Restate exactly, and only, the lines from the one containing "A test suit for #8443." through the end of the entries, keeping both endpoints.

▸ **Records**
__________________________________________________
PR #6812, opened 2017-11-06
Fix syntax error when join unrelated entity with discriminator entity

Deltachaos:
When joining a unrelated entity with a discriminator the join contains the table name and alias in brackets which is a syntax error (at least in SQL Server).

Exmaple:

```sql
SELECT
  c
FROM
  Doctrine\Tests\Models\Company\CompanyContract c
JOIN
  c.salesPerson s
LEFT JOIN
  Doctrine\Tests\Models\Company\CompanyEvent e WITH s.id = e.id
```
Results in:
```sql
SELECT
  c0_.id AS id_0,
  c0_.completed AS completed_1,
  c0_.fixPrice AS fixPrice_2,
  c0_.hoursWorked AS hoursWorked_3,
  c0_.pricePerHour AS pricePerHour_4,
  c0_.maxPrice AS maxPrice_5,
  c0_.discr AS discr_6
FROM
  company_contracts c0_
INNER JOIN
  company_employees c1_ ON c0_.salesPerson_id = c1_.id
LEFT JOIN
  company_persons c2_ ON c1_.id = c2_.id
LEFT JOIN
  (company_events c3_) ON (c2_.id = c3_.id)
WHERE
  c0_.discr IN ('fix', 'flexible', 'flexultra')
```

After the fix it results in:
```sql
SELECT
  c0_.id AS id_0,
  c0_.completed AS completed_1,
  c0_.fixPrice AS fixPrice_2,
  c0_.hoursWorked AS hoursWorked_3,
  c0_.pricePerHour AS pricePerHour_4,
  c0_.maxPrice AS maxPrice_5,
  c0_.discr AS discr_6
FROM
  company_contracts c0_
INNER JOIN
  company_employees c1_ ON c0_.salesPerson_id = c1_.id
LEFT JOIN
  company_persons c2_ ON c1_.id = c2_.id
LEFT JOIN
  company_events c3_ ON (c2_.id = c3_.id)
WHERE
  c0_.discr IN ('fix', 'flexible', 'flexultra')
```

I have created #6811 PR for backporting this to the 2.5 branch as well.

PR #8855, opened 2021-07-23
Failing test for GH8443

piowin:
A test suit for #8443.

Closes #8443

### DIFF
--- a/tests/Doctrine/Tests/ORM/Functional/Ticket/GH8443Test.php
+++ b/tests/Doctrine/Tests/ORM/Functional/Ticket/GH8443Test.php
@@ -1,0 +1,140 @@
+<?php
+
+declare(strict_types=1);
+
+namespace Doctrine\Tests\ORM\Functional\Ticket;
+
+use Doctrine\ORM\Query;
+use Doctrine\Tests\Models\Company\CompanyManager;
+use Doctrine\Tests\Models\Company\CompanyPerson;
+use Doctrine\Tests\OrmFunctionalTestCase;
__________________________________________________
▸ **Answer**
A test suit for #8443.

Closes #8443

### DIFF
--- a/tests/Doctrine/Tests/ORM/Functional/Ticket/GH8443Test.php
+++ b/tests/Doctrine/Tests/ORM/Functional/Ticket/GH8443Test.php
@@ -1,0 +1,140 @@
+<?php
+
+declare(strict_types=1);
+
+namespace Doctrine\Tests\ORM\Functional\Ticket;
+
+use Doctrine\ORM\Query;
+use Doctrine\Tests\Models\Company\CompanyManager;
+use Doctrine\Tests\Models\Company\CompanyPerson;
+use Doctrine\Tests\OrmFunctionalTestCase;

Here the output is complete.